一出帐子,董卓便看到了正与守卫交谈的张林,走了过去,问道:
“是宁安啊!这么晚了,找我有什么事吗?”
见到董卓出来,张林立即躬身行礼说道:
“深夜来访,非常冒昧,还请中郎恕罪!”
董卓朝着张林摆了摆手,不是很在意地说道:
“宁安本是老成稳重之人,仓促来访自然是有很重要的事,我又怎么能怪罪宁安呢?”
知道这是客套话,张林便没有在意,而是上前一步,笑着对董卓说道:
“我军新败,而今敌强我弱,攻守异变,不知中郎准备如何自保?”
听着张林的话,董卓笑了,瞥了两眼张林;
“宁安不问我如何破敌,反而问我如何自保?莫非是想乱我军心?”
张林轻笑了一声,一把拉住了董卓的袖子,说道:
“中郎,如今的形势中郎应该是清楚的,现在我军士气低落,若是强攻必定会导致全军覆没,若不转攻为守,先保存实力,等待时机,又如何能胜呢?”
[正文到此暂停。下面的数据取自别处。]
Issue #2870, opened 2016-07-26
RoutablePageMixin fails if Page has an instance-bound descriptor


fabiommendes:
I have a Page class with a FileField

```python
class MyPage(RoutablePageMixin, Page):
    file = models.FileField(upload_to='my_dir') 
    ...
```
This class is broken because the get_subpage_urls() class method from RoutablePageMixin tries to access the "file" attribute which cannot be accessed from classes, but only from instances. I think this is a broken behavior from Django' s part, however the fix is trivial in wagtail: just change the getattr line to be like this:

```python
class RoutablePageMixin:
    ...
    @classmethod
    def get_subpage_urls(cls):
        routes = []
        for attr in dir(cls):
            val = getattr(cls, attr, None)
            if hasattr(val, '_routablepage_routes'):
                routes.extend(val._routablepage_routes)

        return tuple([
            route[0]
            for route in sorted(routes, key=lambda route: route[1])
        ])
```

I can make a pull request if you want, but the fix is so simple it doesn't worth the hassle.

gasman:
Hi @fabiommendes - thanks for the report! A pull request would be really helpful - this also needs a test case, to confirm that the problem is fixed, and to make sure it doesn't get accidentally re-introduced in any future code changes. (https://github.com/torchbox/wagtail/pull/2585/files is a good example to refer to)

fabiommendes:
Ok. Tests are done and I submitted the pull request.

PR #2872, opened 2016-07-26
fix issue #2870

fabiommendes:
Added bug fix and tests as required


gasman:
Tests are failing now (because the `RoutablePageTest` class isn't properly registered with migrations etc, I think) - please can you fix?

gasman:
Merged in a3b850f37e4564dd2b6e1eec88574b9a79aee6dc - thanks!

PR #3555, opened 2017-04-20
update django requirement in setup.py to allow django 1.11

massaad:
note that even though the next planned django version is 2.0, I still put the requirement as < 1.12 since that seems more conservative and should work for 2.0 as well as for the very unlikely chance we get a 1.12.


gasman:
Thanks @massaad!

Issue #3250, opened 2016-12-23
Custom Page Manager from queryset not working


pyMan:
I can't make things work just using the sample code in the guide [here](http://docs.wagtail.io/en/v1.7/topics/pages.html?highlight=PageQuerySet#custom-page-managers)

Please note there is an error in the sample code: there is a missing "()" at the end of this line`objects = PageManager.from_queryset(EventPageQuerySet)`

I initially had the problem while working with wagtail_modeltranslation (see more at infoportugal/wagtail-modeltranslation#95). I couldn't find the problem, so I thought it may be not related to that thirdy-app. I finally restarted from zero with the sample, but I see I get this traceback:
```
Traceback (most recent call last):
    EventPage.objects.future()
  File "C:\xxxxxxxxxxx\Lib\site-packages\django\db\models\manager.py", line 127, in manager_method
    return getattr(self.get_queryset(), name)(*args, **kwargs)
AttributeError: 'PageQuerySet' object has no attribute 'future'
```

* Python version: 2.7
* Django version: 1.8.x
* Wagtail version: 1.7

gasman:
Hi @pyMan,

This was fixed in #3090 - please try the version in the 1.8 docs: http://docs.wagtail.io/en/v1.8/topics/pages.html?highlight=PageQuerySet#custom-page-managers

pyMan:
Thank you, I'll try in the next days.

pyMan:
Hi @gasman,

I'm still getting the same issue, but I get things working defining both a CustomPageManager and a CustomPageQuerySet.

Working example:

```
from django.db import models
from django.utils import timezone
from wagtail.wagtailcore.models import Page, PageManager, PageQuerySet

class EventPageQuerySet(PageQuerySet):
    
    def future(self):
        today = timezone.localtime(timezone.now()).date()
        return self.filter(start_date__gte=today)

class EventPageManager(PageManager):
    def get_queryset(self):
        return EventPageQuerySet(self.model).order_by('path')

EventPageManager = EventPageManager.from_queryset(EventPageQuerySet)

class EventPage(Page):
    start_date = models.DateField()

    objects = EventPageManager()
```

Staying at the doc it seems not necessary to define a CustomPageManager at all. I had to define one to customize the "get_queryset" method because the wagtail's one returns a PageQuerySet object.

thornycrackers:
I also ran into this problem and solved it by overriding the get_queryset function on a custom Manager

gasman:
[...]

PR #3557, opened 2017-04-20
Make custom PageManagers return the correct PageQuerySet subclass

gasman:
As reported in https://github.com/wagtail/wagtail/issues/3250#issuecomment-284988695, custom page managers created with PageManager.from_queryset(CustomPageQuerySet) fail to return instances of CustomPageQuerySet. This breaks the EventPageQuerySet example given at http://docs.wagtail.io/en/v1.9/topics/pages.html#custom-page-managers.


gasman:
Merged in be73f16e14f61b6d424c2ae7f25029ef3ba2e933

PR #3559, opened 2017-04-20
Update docs - run python manage.py migrate once

bauersebastian:
We have to run python manage.py migrate once, in order to create the necessary tables for the postgres search backend.
Otherwise we get an error, as the insert in the table is not possible.


gasman:
Thanks @bauersebastian! Merged in 49d706b (master) and 793b42e (1.10.x).

PR #3570, opened 2017-04-27
Fix preview to handle multi-value keys in request.POST

### LINKED ISSUE #3564: Preview in 1.10rc1 fails if ParentalManytoManyField changes or is set in page
### Issue Summary

I make use of the ParentalManytoManyField in a model (for blog categories).
When we tick one ore more categories and save the draft the preview is no longer working. This only happens to newly created pages since the upgrade to 1.10rc1.
On the database everything is fine, since the relationships are saved properly, once the page is published.

In class PreviewOnEdit in wagtailadmin/views/pages.py the method get() --> if form.is_valid() returns false, because the Django Form Validation returns an error 'Please insert list with values'. 
I get a German error message - I hope the one I mention is correct translated for English.

### Steps to Reproduce

1. This is the first step
Make use of the ParentalManytoManyField in a model.
Create a new page and tick several foreignkey entries. Save that draft.

2. This is the second step, etc.
Open the preview of the page. You should see preview error page of wagtail, since the Django Form Validation throws an error, as mentioned above.

### Technical details

* Python version: 3.6.0
* Django version: 1.11
* Wagtail version: 1.10rc1
* Browser version: Chrome latest version

gasman:
Fixes #3564. Convert QueryDict to a plain dict when writing to session and vice versa when retrieving, so that multi-value fields are preserved.

### DIFF
--- a/wagtail/wagtailadmin/views/pages.py
+++ b/wagtail/wagtailadmin/views/pages.py
@@ -6,6 +6,7 @@ from django.core.exceptions import PermissionDenied
 from django.core.urlresolvers import reverse
 from django.db.models import Count
 from django.http import Http404, HttpResponse, JsonResponse
+from django.http.request import QueryDict
 from django.shortcuts import get_object_or_404, redirect, render
 from django.template.loader import render_to_string
 from django.utils import timezone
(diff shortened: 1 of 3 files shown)


wagtail/wagtailadmin/views/pages.py
```diff
@@ -581,12 +582,23 @@ def get_form(self):
...
+
         return form_class(post_data, instance=page, parent_page=parent_page)
 
     def post(self, request, *args, **kwargs):
         # TODO: Handle request.FILES.
-        request.session[self.session_key] = request.POST, time()
+
+        # Convert request.POST to a plain dict (rather than a QueryDict) so that it can be
+        # stored without data loss in session data
+        post_data_dict = dict(request.POST.lists())
```
BertrandBordage: It could be simpler by converting to tuple, then remove the `.items()` line 589.
An even simpler solution would be to convert to string using `QueryDict.urlencode()`, then directly initialise the `QueryDict` with this string when restoring data. Maybe I miss something, but it should work and it would be more compact in memory and faster to serialize/deserialize in session data.

gasman: Thanks @BertrandBordage! Given that we're already on a release candidate, I'd prefer to keep as close as possible to the existing data representation to minimise the possibility of introducing new issues, so I'll merge this as-is.

BertrandBordage: OK good, I’ll then make a pull request once 1.10 is out to make this simplification!

gasman:
Merged in 3d9b708b8e8e087292360e1526165fef2b82ed4c (master) / a7b7f44856fa82ce26da6edd43551274139e53e9 (stable/1.10.x)

PR #3582, opened 2017-05-03
Replace 'recent edits' query with a pure ORM version

gasman:
Alternative fix for #3422 as proposed by @BertrandBordage.

### DIFF
--- a/wagtail/wagtailadmin/views/home.py
+++ b/wagtail/wagtailadmin/views/home.py
@@ -2,7 +2,7 @@ from __future__ import absolute_import, unicode_literals
 
 from django.conf import settings
 from django.contrib.auth import get_user_model
-from django.db import connections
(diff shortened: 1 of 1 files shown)


gasman:
Failing on MySQL:

`NotSupportedError: (1235, "This version of MySQL doesn't yet support 'LIMIT & IN/ALL/ANY/SOME subquery'")`

I guess we'll need to fall back on raw SQL for MySQL, then. That's a bit rubbish :-(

身为一个老江湖,董卓又怎么听不出来张林话中有话呢?皱着眉头,一把甩开了张林的手,冷哼了一声说道:
“宁安心有定计又何必遮遮掩掩,我就是讨厌你们文人这一套,有事不说事,总要先试探半天,是害怕我一怒之下把你给斩了还是咋的?”
张林有些尴尬,朝着董卓再次行了一礼,说道:
“既然中郎都说到这份上了,若是在下继续遮掩,那也就真的算是欺瞒将军了。”
说着,身体稍稍向前倾了点儿,说道:
“如今敌强我弱,军中士卒不和,依在下看来,若是不下猛药,势必无法挽回败局!”
“哦!那依宁安的意思是?”
“既然张角敢示敌以弱,勾引我方上当,那我们又为何不敢?反正以如今的局势,再差又能差到哪里去?”
董卓眯着眼睛,想了想,沉默了片刻,仰天叹息道:
“好吧!宁安想舍弃什么?”
张林走近了一步,就连眼睛都快靠到了董卓的胖脸,阴森地说道:
“整个大营!如今黄巾势大,黄巾必然不会满足于与我军两面对峙,势必想要与我军一战。
若如此,我军便在大营中藏好大量引火之物,精锐骑兵隐藏于两侧山林之中,待黄巾攻破大营,我军便从侧翼杀出,断其后路,将黄巾关在这座空营中,趁机放火。”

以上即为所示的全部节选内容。